Conclusion : my EnumerateDocuments have something wrong and returns twice each documents.
Have to dive here I think
This is probably my source enumeration in cause
I suggest you to have each task put the file data into a global queue and have a parallel thread take writing requests from the queue and do the actual writing.
Anyway, the performance of writing in parallel on a single disk is much worse than writing sequentially, because the disk needs to spin to seek the next writing location, so you are just bouncing the disk around between seeks. It's better to do the writes sequentially.
Is Document.FindAll((short)year).Documents threadsafe? Because the difference between the first and the second version is that in the second (broken) version, this call is running multiple times concurrently. That could plausibly be the cause of the issue.
Sounds like you're trying to write to the same file.
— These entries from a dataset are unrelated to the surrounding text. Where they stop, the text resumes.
PR #339, opened 2020-05-26
Add bindings for auto-package-update

condy0919:
@Ambrevar

### DIFF
--- a/modes/auto-package-update/evil-collection-auto-package-update.el
+++ b/modes/auto-package-update/evil-collection-auto-package-update.el
@@ -1,0 +1,44 @@
+;;; evil-collection-auto-package-update.el --- Evil bindings for auto-package-update -*- lexical-binding: t -*-
+
+;; Copyright (C) 2020 Zhiwei Chen
+
+;; Author: Zhiwei Chen <condy0919@gmail.com>
+;; Maintainer: James Nguyen <james@jojojames.com>
+;; Pierre Neidhardt <mail@ambrevar.xyz>
+;; URL: https://github.com/emacs-evil/evil-collection
+;; Version: 0.0.1
+;; Package-Requires: ((emacs "25.1"))
+;; Keywords: evil, auto-package-update, tools
+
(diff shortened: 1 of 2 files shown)


Ambrevar:
Is there no binding other than quit?

condy0919:
Yes, only a `quit-window`. `auto-package-update.el` provides automatic package update without other user operations.

Ambrevar:
Is it still worth a new file then?
@jojojames what do you think?

condy0919:
Binding `q` to `quit-window` makes the behavior consistent.
If there is no such binding, user must use `evil-delete-window` (<kbd>C-w c</kbd>) or `delete-window` (<kbd>C-x 0</kbd>) which are inconvenient than pressing `q`.

modes/auto-package-update/evil-collection-auto-package-update.el
```diff
@@ -0,0 +1,41 @@
...
+;; Evil bindings for auto-package-update.
+
+;;; Code:
+(require 'evil-collection)
+(require 'auto-package-update nil t)
+
+;;;###autoload
+(defun evil-collection-auto-package-update-setup ()
+  "Set up `evil' bindings for `auto-package-update'."
+  (evil-define-minor-mode-key 'normal 'auto-package-update-minor-mode
```
jojojames, line 36: Can you route through to evil-collection-define-key instead?

I think you'll also want a defvar of the keymap.

See https://github.com/emacs-evil/evil-collection/blob/master/modes/hg-histedit/evil-collection-hg-histedit.el

jojojames:
@Ambrevar Yeah, I think it's reasonable to add.

modes/auto-package-update/evil-collection-auto-package-update.el
condy0919: Finally done after found https://github.com/emacs-evil/evil/issues/301

condy0919:
@Ambrevar

Ambrevar:
Thanks!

Only one thread/program can write to a file at a given time, so you can't use Parallel.
If you're reading from the same file, then you need to open the file with only read permissions as not to put a write lock on it.
The simplest way to fix the issue is to place a lock around your File.WriteAllText, assuming the writing is fast and it's worth parallelizing the rest of the code.